Our variant of LTV is closer to YASHE’ in terms of complexity. The computations and memory requirements grow linearly with the evaluation depth, i.e. \(\log {q}\). Furthermore, as we progress through the levels with modulus switching technique, the homomorphic evaluation accelerates since the operands shrink which is not the case in scale–invariant with fixed run time. The YASHE scheme overcomes the negative effect by selecting a larger word size \(w\), e.g. they can set \(w=32\) and achieve a high performance boost. In our case, our scheme is constructed with bit operations. Thus it is harder to eliminate the negative effects of bit size growth. The number of multiplications and evaluation key sizes are given in Table 7. The YASHE authors give implementation results only for the small case. They set the ring \(R = \mathbb {Z}[x]/(X^{4096}+1)\), the prime \(q\) as a 127-bit number and the word size \(w\) as \(2^{32}\). In the implementation key-switching takes \(31\) ms. Using the same parameters our relinearization takes about \(139\) ms when \(q\) equals to 125-bit number. At the smallest bit size, \(q\) is equal to \(25\)-bit number and it takes \(20\) ms to complete relinearization. For the given case, our scheme seem to be slower with an average of \(80\) ms run time. Of course this is a single setting and more experiments with various settings should be studied to see how the timings are affected.

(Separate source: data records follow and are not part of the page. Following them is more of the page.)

PR #24, opened 2016-12-09
Gitlab CI Implementation

derimagia:
Some comments about this on #19. Want some feedback on it.

1. Added gitlab-ci implementation /  .gitlab-ci.yml
2. Uses Environments on Circle CI
3. Added Gitlab Comments similar to Github Comments, but with Environments I'm second guessing if this was needed.
4. Changed run-behat to not need to be in a specific directory
5. Added TERMINUS_LABEL variable for commit messages
6. Defaulted variables in scripts to reasonable defaults, checking both variables for CircleCI and the "Generic" Version of the variables for Gitlab CI

This does not have work with Robo in it 

One decision I probably will make for this is to not have commit specific environments but change it to branch-specific environments. The script that exists doesn't delete old commit-branches, I noticed. It was only deleting the multi-dev so there were a lot of branches left on Pantheon.

### DIFF
--- a/.gitlab-ci.yml
+++ b/.gitlab-ci.yml
@@ -1,0 +1,74 @@
+image: composer
+
+# Default Variables
+variables:
+  TERMINUS_SITE: mg-ci-example-d8
+  TERMINUS_ENV: ci-$CI_PIPELINE_ID
+  TERMINUS_ENV_LABEL: CI-$CI_PIPELINE_ID
+  MULTIDEV_DELETE_PATTERN: ^ci-
+  CGR_BASE_DIR: /composer/.global
+  CGR_BIN_DIR: /composer/vendor/bin
+
+# Default Cache Directories
+cache:
+  paths:
+    - /composer/cache
+
+stages:
+- build
+- test
+- deploy
+
+before_script:
+  # See https://docs.gitlab.com/ee/ci/ssh_keys/README.html
+  - eval $(ssh-agent -s) && ssh-add <(echo "$SSH_PRIVATE_KEY")
+  # Avoid ssh prompting when connecting to new ssh hosts
+  - mkdir -p $HOME/.ssh && echo "StrictHostKeyChecking no" >> "$HOME/.ssh/config"
+  # Git Config
+  - git config --global user.email "$GITLAB_USER_EMAIL"
+  - git config --global user.name "Gitlab CI"
+  # Composer and Terminus Setup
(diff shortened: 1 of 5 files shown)


greg-1-anderson:
Thanks for the improvements!

Since the scripts themselves don't really have much Gitlab-specific branching (just comment posting), converting to Robo or some other higher-level scripting language is not necessary for this PR (but still a nice to have, as a separate independent effort).

Regarding feature branches vs build-number branches, the problem with the former is that your tests will conflict and fail if multiple commits are made to a branch before the running tests can complete. Unless you add some sort of build semaphore on CircleCI, the later build will ruin the earlier build. Perhaps this is a limitation that folks would be willing to live with. Using a single feature branch also has the advantage of having a more stable test environment, e.g. if using the test environment to showcase a feature to stakeholders through multiple revisions.

One thought I had in this area was to vary the multidev environment name depending on the naming conventions of the PR branch.  If the branch starts with 'feature-', then the remaining portion of the branch name would be used in the environment name.  e.g. the `feature-foo` branch would create a multidev environment `ci-foo` (or something else not eligible for deletion by delete-old-multidevs -- feature branches would clean up on merge). If the branch did not start with `feature`, then the build number would be used as usual. This would put the behavior of the environment creation in the hands of the user.

Regarding branch cleanup, yes, the script should definitely delete the branch when cleaning up old multidevs.  I just need to add `--remove-branch` to the Terminus command when deleting the multidev. I'll do that momentarily.

derimagia:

Table 7 Number of multiplications and evaluation key sizes for constructions in [12] and ours

8.5 GPU implementation of LTV

Dai et al. recently reported a GPU implementation of our modified LTV scheme on an NVIDIA GeForce GTX 690 graphics cards in [33]. The authors developed a custom GPU CUDA library to support fast discrete Fourier transform based arithmetic for large degree polynomials. This fast arithmetic library later is used to accelerate the homomorphic multiplication and relinearization operations. The authors achieved a \(4.15\) h batched AES evaluation resulting in a \(7.3\) s per block amortized running time. This implementation achieves a \(7.6\) times speedup over our CPU implementation.

8.6 Windowed implementation of LTV

Recently, Öztürk et al. reported [34] a windowed implementation of the LTV implementation presented in this paper. In the design, the evaluation keys are constructed using powers of a word \(w\) instead of powers of \(2\). This decreases the number of evaluation keys from \(\log {q}\) to \(\log {q}/w\) where \(\log {q}\) is the bit length of the modulus. With this additional optimization, the authors achieve a \(4.4\) times speedup and reduce the per AES block amortized running time to \(12.6\) s.

9 Conclusion

In this work, we presented a customized leveled implementation of the NTRU based LTV homomorphic encryption scheme. We introduced a number of optimizations to obtain an efficient bit-sliced and batched implementation. We analyzed noise growth for increasing circuit depths and developed a simple formula that allows one to determine parameter sizes to support arbitrary depth circuits efficiently. Furthermore, we specialized the modulus in a way that allows us to drastically reduce the public key size while retaining the ability to apply modulus reduction and switching through the levels of evaluation. The reduced public key size makes it possible to evaluate deep circuits such as the AES block cipher on common (non-server) computing platforms with a reasonable amount of memory.

To expose the performance of the LTV, we homomorphically evaluated the full 10 round AES circuit in 29 h with 2048 message slots yielding a 51 s per AES block evaluation making it 47 times faster than the generic bit-sliced implementation, 5.8 times faster than the AES customized byte sliced BGV implementation by Gentry, Halevi and Smart. In the final stages of the revision of this manuscript Gentry, Halevi and Smart introduced an updated version of their implementation with a significant speedup achieved via a highly optimized custom SIMD implementation. This suggests that our implementation can be further sped up via the SIMD evaluation strategy.